On August 10, 1996, KTCY-FM, operated by Tony Rodriguez, son of Spanish Radio pioneer Marcos Rodriguez Sr., began its broadcasting activities under the name "Fab 105", broadcasting all-Beatles music. It was the first Metroplex station to be fully programmed from computer hard drives, and in that case, the station ran jockless through 1997. Tony sold the station to his brother Marcos A. Rodriguez. After March 1997, KTCY switched to an all Gospel station as "Praise 104.9". A year after the swift change, their broadcasting license moved to Pilot Point to increase their signal. In 2000, it was rebranded "Joy 104.9" while maintaining its Gospel format but it soon changed to Regional Mexican as La Mejor 104.9

In 2002, Entravision Communications bought out KTCY and reimaged it to a Regional Mexican station as "Super Estrella 104.9". Less than two years later, KTCY (now on 101.7 FM) and KZMP have swapped call letters and branding, making this station KZMP "104.9 FM El Gato" while maintaining the same format.
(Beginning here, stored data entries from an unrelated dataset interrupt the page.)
PR #309, opened 2019-06-07
Fixing how project config is updated. Also, fixing issue in Optimizely.close()

aliabbasrizvi:
## Summary
This change fixes:
- `Optimizely.close()` which currently checks that `eventHandler` and `projectConfigManager` are instances of `Closeable`. Changing that to check if they are instances of `AutoCloseable`.
- `ProjectConfig` is refetched every time in `getVariation`. Using the passing in config itself.
- `ProjectConfig` is fetched multiple times when `getEnabledFeatures` is called. Updating `isFeatureEnabled`.

## Test plan
- Unit tests.

### DIFF
--- a/core-api/src/main/java/com/optimizely/ab/Optimizely.java
+++ b/core-api/src/main/java/com/optimizely/ab/Optimizely.java
@@ -120,15 +120,15 @@ public class Optimizely implements AutoCloseable {
     }
 
     /**
-     * Helper method which checks if Object is an instance of Closeable and calls close() on it.
+     * Helper method which checks if Object is an instance of AutoCloseable and calls close() on it.
      */
     private void tryClose(Object obj) {
-        if (!(obj instanceof Closeable)) {
+        if (!(obj instanceof AutoCloseable)) {
             return;
         }
 
         try {
-            ((Closeable) obj).close();
+            ((AutoCloseable) obj).close();
         } catch (Exception e) {
             logger.warn("Unexpected exception on trying to close {}.", obj);
         }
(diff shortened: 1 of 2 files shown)


aliabbasrizvi:
I realize I have to fix 2 tests in `OptimizelyTest.java`. Following up with that.

core-api/src/main/java/com/optimizely/ab/Optimizely.java
```diff
@@ -773,20 +781,20 @@ public Variation getVariation(@Nonnull Experiment experiment,
...
-        return getVariation(experiment, userId, attributes, getProjectConfig());
+        return getVariation(getProjectConfig(), experiment, userId, attributes);
     }
 
     @Nullable
-    public Variation getVariation(@Nonnull Experiment experiment,
-                                  @Nonnull String userId,
-                                  @Nonnull Map<String, ?> attributes,
-                                  @Nonnull ProjectConfig projectConfig) throws UnknownExperimentException {
+    private Variation getVariation(@Nonnull ProjectConfig projectConfig,
```
aliabbasrizvi: Making this private as public methods are not supposed to take `projectConfig`

mikecdavis: Technically backwards incompatible, but I'm fine with it.

aliabbasrizvi: Backwards incompatible because it was public in an alpha release? I think we should be comfortable removing this right away.

PR #310, opened 2019-06-13
Implement event batching.

mikecdavis:
## Summary
- Introduces an EventProcessor interface.
- Introduces a BatchEventProcessor (maybe should name it BatchingEventProcessor)
- Adds NotificationManager<EventBatch> to EventFactory.

Buffering events within a queue before dispatching is an optimization that should prevent SDK implementations from exhausting resources while increasing throughput. This implementation relies on a `BlockingQueue` to buffer events received from one-to-many producers. A single consumer thread continuously polls from this queue to build a batch before emitting the batched `LogEvent`.

Note that the `Optimizely` class only knows about the `EventProcessor` and `EventHandler` so that it can gracefully close those implementations, so not strictly necessary. All communication between components is handled via Notifications using the `NotificationManager<T>`. The `EventFactory` emits an `EventBatch` to a `NotificationManager<EventBatch>` which is subscribed to by the `EventProcessor`. The `EventProcessor` emits `LogEvents` to a `NotificationManager<LogEvent>` which is subscribed to by the `EventHandler` for eventual dispatching.

## Why notifications all the way down?
Part of this PR is experimenting with the idea of leveraging the `NotificationManager<T>` as a common conduit for message passing between components and that the SDK can be comprised of these various conduits to provide the full feature set. The advantage to this approach is that it allows for easier non-blocking async implementations to be built (if we have an `AsyncNotificaitonManager<T>` or `NotificaitonManager<T>#sendAsync` for example). It also centralizes "observability" points within the SDK. If we instrument and trace  `NotificationManager<T>` it _might_ be able to provide most, if not all of the observability we require.

This implementation of batching events was rather simple when working with this paradigm since each component didn't have to get directly linked together which made testing simple and removed a lot of implementation options that _could_ have been made in a non message passing world.

## Trade-offs / alternatives:
- We could queue events into the `EventProcessor` via direct calls with `Optimizely#track` and `Optimizely#sendImpression`.
- We could have the EventFactory accept and `EventProcessor` and queue batches directly.
- We could have the `EventProcessor` accept a callback when batches are ready to be emitted.
- We could have the `EventProcessor` accept an EventHandler directly.
- The relationship between components might be a little opaque.
- Notifications can be brittle relationships and dependent on timing and ordering of components and subscriptions. Explicit constructor injection forces well-ordering during construction.
- For Event processing I think the Notifications concept still holds, but it might not match when making Decisions for example which isn't fire-and-forget, but requires a synchronous response.


mikecdavis:
Note that a major distinction between this PR and the documented approach to batching is _where_ the queue is positioned in the flow. 

In this PR the queuing happens after the `EventBatch` object then immediately queued. Truly "batched" payloads are constructed from merging these objects together. In the prescribed doc we'd introduce another model similar to the `EventFactory#createImpressionEvent` and `EventFactory#createConversionEvent` signatures, queue those models consume those for batching.

I found in implementing that approach suffered from two problems. 
1) backwards compatibility with the current notification schema.
2) resolving the grouping strategy of what can be batched together.

The latter methodology does have some good principles to follow, I will create a subsequent PR that attempts to resolve the two above issues so we can compare the approaches and the tradeoffs.

mikecdavis:
Closed in favor of https://github.com/optimizely/java-sdk/pull/312

PR #312, opened 2019-06-21
Implement Event Batching Take2

mikecdavis:
## Summary
- Introduces an EventProcessor interface.
- Introduces a BatchEventProcessor (maybe should name it BatchingEventProcessor)
- Introduces an OptimizelyRule to handle lifecycle management during unit testing.

Buffering events within a queue before dispatching is an optimization that should prevent SDK implementations from exhausting resources while increasing throughput. This implementation relies on a `BlockingQueue` to buffer events received from one-to-many producers. A single consumer thread continuously polls from this queue to build a batch before emitting the batched `LogEvent`.

Note that the `Optimizely` class only knows about the `EventProcessor` and `EventHandler` so that it can gracefully close those implementations, so not strictly necessary. The Optimizely class builds UserEvents via the `UserEventFactory` and passes those events to the `EventProcessor`. The `EventProcessor` emits `LogEvents` to a `NotificationManager<LogEvent>` which is subscribed to by the `EventHandler` for eventual dispatching.

## Trade-offs / alternatives:
- We could have the `EventProcessor` accept an EventHandler directly, not leverging the NotificationManager<LogEvent>
- We could go all in on NotificationCenter as a global registry as opposed to one off implementations.

### DIFF
--- a/core-api/src/main/java/com/optimizely/ab/event/BatchEventProcessor.java
+++ b/core-api/src/main/java/com/optimizely/ab/event/BatchEventProcessor.java
@@ -117,6 +117,8 @@ public class BatchEventProcessor implements EventProcessor, AutoCloseable {
     }
 
     public void process(UserEvent userEvent) {
+        logger.debug("Received userEvent: {}", userEvent);
+
 
         if (executor.isShutdown()) {
             logger.warn("Executor shutdown, not accepting tasks.");
@@ -143,7 +145,7 @@ public class BatchEventProcessor implements EventProcessor, AutoCloseable {
 
                     Object item = eventQueue.poll(50, TimeUnit.MILLISECONDS);
                     if (item == null) {
-                        logger.info("Empty item, sleeping for 500ms.");
+                        logger.info("Empty item, sleeping for 50ms.");
                         Thread.sleep(50);
                         continue;
                     }
--- a/core-api/src/main/java/com/optimizely/ab/event/BatchEventProcessor.java
+++ b/core-api/src/main/java/com/optimizely/ab/event/BatchEventProcessor.java
@@ -16,6 +16,7 @@
  */
 package com.optimizely.ab.event;
 
+import com.optimizely.ab.config.ProjectConfig;
 import com.optimizely.ab.event.internal.EventFactory;
 import com.optimizely.ab.event.internal.UserEvent;
 import com.optimizely.ab.internal.PropertyUtils;
@@ -128,7 +129,7 @@ public class BatchEventProcessor implements EventProcessor, AutoCloseable {
 
                     Object item = eventQueue.poll(50, TimeUnit.MILLISECONDS);
                     if (item == null) {
-                        logger.info("Empty item, sleeping for 50ms.");
+                        logger.debug("Empty item, sleeping for 50ms.");
                         Thread.sleep(50);
                         continue;
                     }
@@ -151,14 +152,9 @@ public class BatchEventProcessor implements EventProcessor, AutoCloseable {
         }
 
         private void addToBatch(UserEvent userEvent) {
-            if (!currentBatch.isEmpty()) {
-                String currentRevision = currentBatch.peekLast().getUserContext().getProjectConfig().getRevision();
-
-                // Separate batches based on config revision.
-                if (!currentRevision.equals(userEvent.getUserContext().getProjectConfig().getRevision())) {
-                    flush();
-                    currentBatch = new LinkedList<>();
-                }
+            if (shouldSplit(userEvent)) {
+                flush();
+                currentBatch = new LinkedList<>();
             }
 
             // Reset the deadline if starting a new batch.
@@ -170,6 +166,27 @@ public class BatchEventProcessor implements EventProcessor, AutoCloseable {
             if (currentBatch.size() >= batchSize) {
                 flush();
             }
+        }
+
+        private boolean shouldSplit(UserEvent userEvent) {
+            if (currentBatch.isEmpty()) {
+                return false;
+            }
+
+            ProjectConfig currentConfig = currentBatch.peekLast().getUserContext().getProjectConfig();
+            ProjectConfig newConfig = userEvent.getUserContext().getProjectConfig();
+
+            // Revisions should match
+            if (!currentConfig.getProjectId().equals(newConfig.getProjectId())) {
+                return true;
+            }
+
+            // Projects should match
+            if (!currentConfig.getRevision().equals(newConfig.getRevision())) {
+                return true;
+            }
+
+            return false;
         }
 
         private void flush() {
--- a/core-api/src/main/java/com/optimizely/ab/event/BatchEventProcessor.java
+++ b/core-api/src/main/java/com/optimizely/ab/event/BatchEventProcessor.java
@@ -199,27 +199,27 @@ public class BatchEventProcessor implements EventProcessor, AutoCloseable {
         private Long flushInterval = null;
         private ExecutorService executor = null;
 
-        public Builder setEventHandler(EventHandler eventHandler) {
+        public Builder withEventHandler(EventHandler eventHandler) {
             this.eventHandler = eventHandler;
             return this;
         }
 
-        public Builder setEventQueue(BlockingQueue<Object> eventQueue) {
+        public Builder withEventQueue(BlockingQueue<Object> eventQueue) {
             this.eventQueue = eventQueue;
             return this;
         }
 
-        public Builder setBatchSize(Integer batchSize) {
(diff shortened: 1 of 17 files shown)


core-api/src/main/java/com/optimizely/ab/event/BatchEventProcessor.java
```diff
@@ -0,0 +1,204 @@
...
+        EventConsumer runnable = new EventConsumer();
+        future = executor.submit(runnable);
+    }
+
+    @Override
+    public void close() throws Exception {
+        logger.info("Start close");
+        eventQueue.put(SHUTDOWN_SIGNAL);
+        try {
+            future.get(5, TimeUnit.SECONDS);
```
mjc1283: Will batched events get lost when this is called? Should we attempt to send batched events at this point?

mikecdavis: This is a blocking call waiting for the task to complete, i.e. process all pending events. The task will gracefully stop once it receives the `SHUTDOWN_SIGNAL` message, so in theory there will be no data loss. 

That being said we can't block indefinitely so the timeout is there as a maximum wait time to flush on close, at which point events will get dropped. I should make that configurable since 5 seconds might be too tight if the buffer has a lot of pending events.

mikecdavis: Added https://optimizely.atlassian.net/browse/OASIS-4975 to track.

mjc1283: So we won't flush immediately, but instead just allow any scheduled flushes to occur up until the timeout? In JS, we flush immediately on close. Is there a reason not to flush immediately?

mikecdavis: The `SHUTDOWN_SIGNAL` will trigger a flush once consumed by the batching task. So this will be "immediate" if the queue is empty or it will be delayed until the consumer finishes draining the queue. I believe this is the proper behavior in a multi-threaded environment.

core-api/src/main/java/com/optimizely/ab/event/BatchEventProcessor.java
```diff
@@ -0,0 +1,204 @@
...
+        }
+
+        private void addToBatch(UserEvent userEvent) {
+            if (!currentBatch.isEmpty()) {
+                String currentRevision = currentBatch.peekLast().getUserContext().getProjectConfig().getRevision();
+
+                // Separate batches based on config revision.
+                if (!currentRevision.equals(userEvent.getUserContext().getProjectConfig().getRevision())) {
+                    flush();
+                    currentBatch = new LinkedList<>();
```
aliabbasrizvi: Shouldn't there be a `currentBatch.add(userEvent)` here or better that we not return?

core-api/src/test/java/com/optimizely/ab/event/BatchEventProcessorTest.java
```diff
@@ -0,0 +1,125 @@
...
+    @Test
+    public void testDrainOnClose() throws Exception {
+        UserEvent userEvent = buildConversionEvent(EVENT_NAME);
+        eventProcessor.process(userEvent);
+        eventProcessor.close();
+
+        assertEquals(0, eventQueue.size());
+        eventHandlerRule.expectConversion(EVENT_NAME, USER_ID);
+    }
+
```
aliabbasrizvi: Can we add to test flush on differing revision number on new userEvent?

core-api/src/main/java/com/optimizely/ab/event/BatchEventProcessor.java
mikecdavis: Good point, and lacks coverage. Will add a test!

core-api/src/main/java/com/optimizely/ab/event/ForwardingEventProcessor.java
```diff
@@ -0,0 +1,48 @@
...
+ */
+public class ForwardingEventProcessor implements EventProcessor {
+
+    private static final Logger logger = LoggerFactory.getLogger(ForwardingEventProcessor.class);
+
+    private final NotificationManager<LogEvent> notificationManager = new NotificationManager<>();
+
+    @Override
+    public void process(UserEvent userEvent) {
+        logger.debug("Not processing event");
```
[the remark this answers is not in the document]
mikecdavis: It made sense at the time, but I'll remove.

core-api/src/main/java/com/optimizely/ab/event/BatchEventProcessor.java
mikecdavis: Done

core-api/src/test/java/com/optimizely/ab/event/BatchEventProcessorTest.java
mikecdavis: Done

mikeng13:
Big question, but does Optimizely need to know about the event handler? Can we consider the event dispatching itself part of "processing"? If so, I'd say it's the top-level event processor's job to handle the lifecycle of the events, including dispatching them. That way could avoid having to introduce a brand new concept such as the `NotificationManager`.

aliabbasrizvi:
> Big question, but does Optimizely need to know about the event handler

I think given the current state of the world, yes because we allow customers to implement it.

mikecdavis:
@mikeng13 It's a valid question and something I added in the PR description. I'm fine not using the `NotificationManager` as the conduit between components, it was kind of an experiment in leveraging these constructs more internally. I'll have to keep the `EventHandler` as part of the `Optimizely.Builder` for backwards compatibility.

mikeng13:
> > Big question, but does Optimizely need to know about the event handler
> 
> I think given the current state of the world, yes because we allow customers to implement it.

I think for now, yes, because of backwards compat. But eventually I think we should decouple it from the client and make part of "event processing"


> @mikeng13 It's a valid question and something I added in the PR description. I'm fine not using the `NotificationManager` as the conduit between components, it was kind of an experiment in leveraging these constructs more internally. I'll have to keep the `EventHandler` as part of the `Optimizely.Builder` for backwards compatibility.

Yeah makes sense. Just curious what the result/learnings of the experiment is/are and whether it still makes sense to keep these new constructs (even if just internal) as we might see them as a paradigm to work towards to.

core-api/src/main/java/com/optimizely/ab/event/BatchEventProcessor.java
```diff
@@ -0,0 +1,232 @@
...
+            try {
+                while (true) {
+                    if (System.currentTimeMillis() > deadline) {
+                        logger.debug("Deadline exceeded flushing current batch.");
+                        flush();
+                    }
+
+                    Object item = eventQueue.poll(50, TimeUnit.MILLISECONDS);
+                    if (item == null) {
+                        logger.info("Empty item, sleeping for 50ms.");
```
aliabbasrizvi: This might be very noisy at info level?

core-api/src/main/java/com/optimizely/ab/event/BatchEventProcessor.java
```diff
@@ -0,0 +1,232 @@
...
+                logger.error("Uncaught exception processing buffer.", e);
+            } finally {
+                logger.info("Exiting processing loop. Attempting to flush pending events.");
+                flush();
+            }
+        }
+
+        private void addToBatch(UserEvent userEvent) {
+            if (!currentBatch.isEmpty()) {
+                String currentRevision = currentBatch.peekLast().getUserContext().getProjectConfig().getRevision();
```
aliabbasrizvi: One observation regarding this. The current set up allows me to create 1 instance of `BatchEventProcessor` and use it in multiple Optimizely instances each of which may be tied to different projects. It is certainly possible that a customer does such a thing.

In that case, I was thinking if:
- we want to somehow disallow that? or
- flush based on both revision and project ID.

core-api/src/main/java/com/optimizely/ab/event/BatchEventProcessor.java
```diff
@@ -172,6 +168,27 @@ private void addToBatch(UserEvent userEvent) {
...
 
+        private boolean shouldSplit(UserEvent userEvent) {
+            if (currentBatch.isEmpty()) {
+                return false;
+            }
+
+            ProjectConfig currentConfig = currentBatch.peekLast().getUserContext().getProjectConfig();
+            ProjectConfig newConfig = userEvent.getUserContext().getProjectConfig();
+
+            // Revisions should match
```
aliabbasrizvi: nit. These comments are reversed.

PR #315, opened 2019-07-01
test(parser): Default parser

msohailhussain:
## Summary
Modified travis file to test all unit tests with default config parsers and default config parser is now set using ENV. 
All Parsers are defined in matrix to run all unit tests with each parser.

## Test plan
Unit tests should be pased
## Issues
- "THING-1234" or "Fixes #123"

### DIFF
--- a/.travis.yml
+++ b/.travis.yml
@@ -8,10 +8,10 @@ install: true
 addons:
   srcclr: true
 env:
-  - DEFAULT_PARSER="com.google.gson.Gson"
-  - DEFAULT_PARSER="com.fasterxml.jackson.databind.ObjectMapper"
-  - DEFAULT_PARSER="org.json.JSONObject"
-  - DEFAULT_PARSER="org.json.simple.JSONObject"
+  - DEFAULT_PARSER=com.google.gson.Gson
+  - DEFAULT_PARSER=com.fasterxml.jackson.databind.ObjectMapper
+  - DEFAULT_PARSER=org.json.JSONObject
+  - DEFAULT_PARSER=org.json.simple.JSONObject
 script:
     - "./gradlew clean"
     - "./gradlew exhaustiveTest"
--- a/.travis.yml
+++ b/.travis.yml
@@ -7,6 +7,11 @@ jdk:
 install: true
 addons:
   srcclr: true
+env:
+  - DEFAULT_PARSER="com.google.gson.Gson"
+  - DEFAULT_PARSER="com.fasterxml.jackson.databind.ObjectMapper"
+  - DEFAULT_PARSER="org.json.JSONObject"
+  - DEFAULT_PARSER="org.json.simple.JSONObject"
 script:
     - "./gradlew clean"
     - "./gradlew exhaustiveTest"
--- a/.travis.yml
+++ b/.travis.yml
@@ -8,10 +8,10 @@ install: true
 addons:
   srcclr: true
 env:
-  - optimizely_default_parser=com.google.gson.Gson
-  - optimizely_default_parser=com.fasterxml.jackson.databind.ObjectMapper
-  - optimizely_default_parser=org.json.JSONObject
-  - optimizely_default_parser=org.json.simple.JSONObject
+  - optimizely_default_parser=GSON_CONFIG_PARSER
+  - optimizely_default_parser=JACKSON_CONFIG_PARSER
+  - optimizely_default_parser=JSON_CONFIG_PARSER
+  - optimizely_default_parser=JSON_SIMPLE_CONFIG_PARSER
 script:
     - "./gradlew clean"
     - "./gradlew exhaustiveTest"
--- a/.travis.yml
+++ b/.travis.yml
@@ -8,10 +8,10 @@ install: true
 addons:
   srcclr: true
 env:
-  - DEFAULT_PARSER=com.google.gson.Gson
-  - DEFAULT_PARSER=com.fasterxml.jackson.databind.ObjectMapper
-  - DEFAULT_PARSER=org.json.JSONObject
-  - DEFAULT_PARSER=org.json.simple.JSONObject
+  - optimizely_default_parser=com.google.gson.Gson
+  - optimizely_default_parser=com.fasterxml.jackson.databind.ObjectMapper
+  - optimizely_default_parser=org.json.JSONObject
+  - optimizely_default_parser=org.json.simple.JSONObject
 script:
     - "./gradlew clean"
     - "./gradlew exhaustiveTest"
--- a/core-api/src/main/java/com/optimizely/ab/config/parser/DefaultConfigParser.java
+++ b/core-api/src/main/java/com/optimizely/ab/config/parser/DefaultConfigParser.java
@@ -37,6 +37,23 @@ public final class DefaultConfigParser {
 
     //======== Helper methods ========//
 
+    public enum ConfigParsers {
+        GSON_CONFIG_PARSER("com.google.gson.Gson"),
+        JACKSON_CONFIG_PARSER("com.fasterxml.jackson.databind.ObjectMapper"),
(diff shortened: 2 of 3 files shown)


.travis.yml
```diff
@@ -7,6 +7,11 @@ jdk:
 install: true
 addons:
   srcclr: true
+env:
+  - optimizely_default_parser=com.google.gson.Gson
```
mikecdavis: We should use the enums here to make it clear there are a set number of supported parsers.

core-api/src/main/java/com/optimizely/ab/config/parser/DefaultConfigParser.java
```diff
@@ -37,6 +38,23 @@ public static ConfigParser getInstance() {
...
 
+    public enum ConfigParsers {
+        GSON_CONFIG_PARSER("com.google.gson.Gson"),
+        JACKSON_CONFIG_PARSER("com.fasterxml.jackson.databind.ObjectMapper"),
+        JSON_CONFIG_PARSER("org.json.JSONObject"),
+        JSON_SIMPLE_CONFIG_PARSER("org.json.simple.JSONObject");
+
+        private final String configParserValue;
+
+        ConfigParsers(String configParserValue) {
```
mikecdavis: Let's use a supplier in the constructor and change the enum name:
```
    public enum ConfigParserSupplier {
        GSON_CONFIG_PARSER("com.google.gson.Gson", GsonConfigParser::new),
        JACKSON_CONFIG_PARSER("com.fasterxml.jackson.databind.ObjectMapper", JacksonConfigParser::new),
        JSON_CONFIG_PARSER("org.json.JSONObject", JsonConfigParser::new),
        JSON_SIMPLE_CONFIG_PARSER("org.json.simple.JSONObject", JsonSimpleConfigParser::new);

        private final String className;
        private final Supplier<ConfigParser> supplier;

        ConfigParserSupplier(String className, Supplier<ConfigParser> supplier) {
            this.className = className;
            this.supplier = supplier;
        }

        ConfigParser get() {
            return supplier.get();
        }

        private boolean isPresent() {
            try {
                Class.forName(className);
                return true;
            } catch (ClassNotFoundException e) {
                return false;
            }
        }
    }
```

core-api/src/main/java/com/optimizely/ab/config/parser/DefaultConfigParser.java
```diff
@@ -47,7 +65,22 @@ public static ConfigParser getInstance() {
...
+                configParser = new GsonConfigParser();
+            } else if (ConfigParsers.JSON_SIMPLE_CONFIG_PARSER.toString().equals(configParserName)) {
+                configParser = new JsonSimpleConfigParser();
+            } else if (ConfigParsers.JSON_CONFIG_PARSER.toString().equals(configParserName)) {
+                configParser = new JsonConfigParser();
+            } else {
+                throw new MissingJsonParserException("unable to locate a JSON parser. "
+                    + "Please see <link> for more information");
+            }
+        } else if (isPresent("com.fasterxml.jackson.databind.ObjectMapper")) {
```
mikecdavis: Now that we have the enum as defined above this changes from `if...else if...`, to:
```
        for (ConfigParserSupplier supplier: ConfigParserSupplier.valuesI()) {
            if (!supplier.isPresent()) {
                continue;
            }

            ConfigParser configParser = supplier.get();
            logger.info("using json parser: {}", configParser.getClass().getSimpleName());
            return configParser;
        }

        throw new MissingJsonParserException("unable to locate a JSON parser. "
            + "Please see <link> for more information");
```

core-api/src/test/java/com/optimizely/ab/config/parser/DefaultConfigParserTest.java
```diff
@@ -16,15 +16,76 @@
...
-    public void createThrowException() throws Exception {
-        // FIXME - mdodsworth: hmmm, this isn't going to be the easiest thing to test
+    public void testPropertyDefaultParser() throws Exception {
+        String defaultParser = PropertyUtils.get("default_parser");
+        ConfigParser configParser = DefaultConfigParser.getInstance();
+        ProjectConfig actual = configParser.parseProjectConfig(validDatafile);
+        ProjectConfig expected = validProjectConfig;
+        verifyProjectConfig(actual, expected);
+        if(defaultParser != null) {
+            if (DefaultConfigParser.ConfigParsers.GSON_CONFIG_PARSER.toString().equals(defaultParser)) {
```
mikecdavis: with the enum as defined earlier we can use `ConfigParserSupplier.valueOf(defaultParser)`.

core-api/src/test/java/com/optimizely/ab/config/parser/DefaultConfigParserTest.java
```diff
@@ -16,15 +16,76 @@
...
+                Assert.assertThat(configParser, CoreMatchers.instanceOf(GsonConfigParser.class));
+            } else if (DefaultConfigParser.ConfigParsers.JACKSON_CONFIG_PARSER.toString().equals(defaultParser)) {
+                Assert.assertThat(configParser, CoreMatchers.instanceOf(JacksonConfigParser.class));
+            } else if (DefaultConfigParser.ConfigParsers.JSON_CONFIG_PARSER.toString().equals(defaultParser)) {
+                Assert.assertThat(configParser, CoreMatchers.instanceOf(JsonConfigParser.class));
+            } else if (DefaultConfigParser.ConfigParsers.JSON_SIMPLE_CONFIG_PARSER.toString().equals(defaultParser)) {
+                Assert.assertThat(configParser, CoreMatchers.instanceOf(JsonSimpleConfigParser.class));
+            }
+        }
```
mikecdavis: can we should have an `else` statement defaulting to the first enum that matches? not sure if this will be deterministic however, but worth a shot.

mnoman09: yes, we can do that first enum that matches will be GSON_CONFIG_PARSER

core-api/src/test/java/com/optimizely/ab/config/parser/DefaultConfigParserTest.java
```diff
@@ -16,15 +16,80 @@
...
+    public void testPropertyDefaultParser() throws Exception {
+        String defaultParser = PropertyUtils.get("default_parser");
+        ConfigParser configParser = DefaultConfigParser.getInstance();
+        ProjectConfig actual = configParser.parseProjectConfig(validDatafile);
+        ProjectConfig expected = validProjectConfig;
+        verifyProjectConfig(actual, expected);
+        if(defaultParser != null) {
+            DefaultConfigParser.ConfigParserSupplier defaultParserSupplier = DefaultConfigParser.ConfigParserSupplier.valueOf(defaultParser);
+
+            if (DefaultConfigParser.ConfigParserSupplier.GSON_CONFIG_PARSER.equals(defaultParserSupplier)) {
```
mikecdavis: Should be a `switch` statement.
```
Class expectedParser = GsonConfigParser.class;

if(defaultParser != null) {
    DefaultConfigParser.ConfigParserSupplier defaultParserSupplier = DefaultConfigParser.ConfigParserSupplier.valueOf(defaultParser);
    switch (defaultParserSupplier) {
        case GSON_CONFIG_PARSER:
            expectedParser = GsonConfigParser.class;
            break;
        case JACKSON_CONFIG_PARSER:
            expectedParser = JacksonConfigParser.class;
            break;
        case JSON_CONFIG_PARSER:
            expectedParser = JsonConfigParser.class;
            break;
        case JSON_SIMPLE_CONFIG_PARSER:
            expectedParser = JsonSimpleConfigParser.class;
            break;
        default:
            fail("Not a valid config parser");
    }
}

Assert.assertThat(configParser, CoreMatchers.instanceOf(expectedParser));
```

On January 6, 2005, KZMP was once again rebranded as "Radio Tricolor". Less than 2 years later, Entravision sold five of their Dallas/Fort Worth-area radio stations, including KZMP, to Liberman Broadcasting (now Estrella Media). Prior to the sale, the station switched to a short-lived Spanish Christian format as La Luz 104.9.

Effective July 27, 2021, Estrella Media sold KZMP-FM to Perfect Media Group, LLC.

==Signal==
Unlike most of the area's FM stations, which transmit their signals from Cedar Hill, KZMP-FM transmits its signal from an unincorporated area west of Collinsville. Therefore, KZMP-FM's signal is much stronger in the extreme Northern parts of the Dallas/Fort Worth Metroplex as well as the cities of Decatur, Bowie, Gainesville, Sherman and Bonham, to as far north as Ardmore, Oklahoma, but is considerably weaker in Dallas, Fort Worth, and areas South of the cities themselves.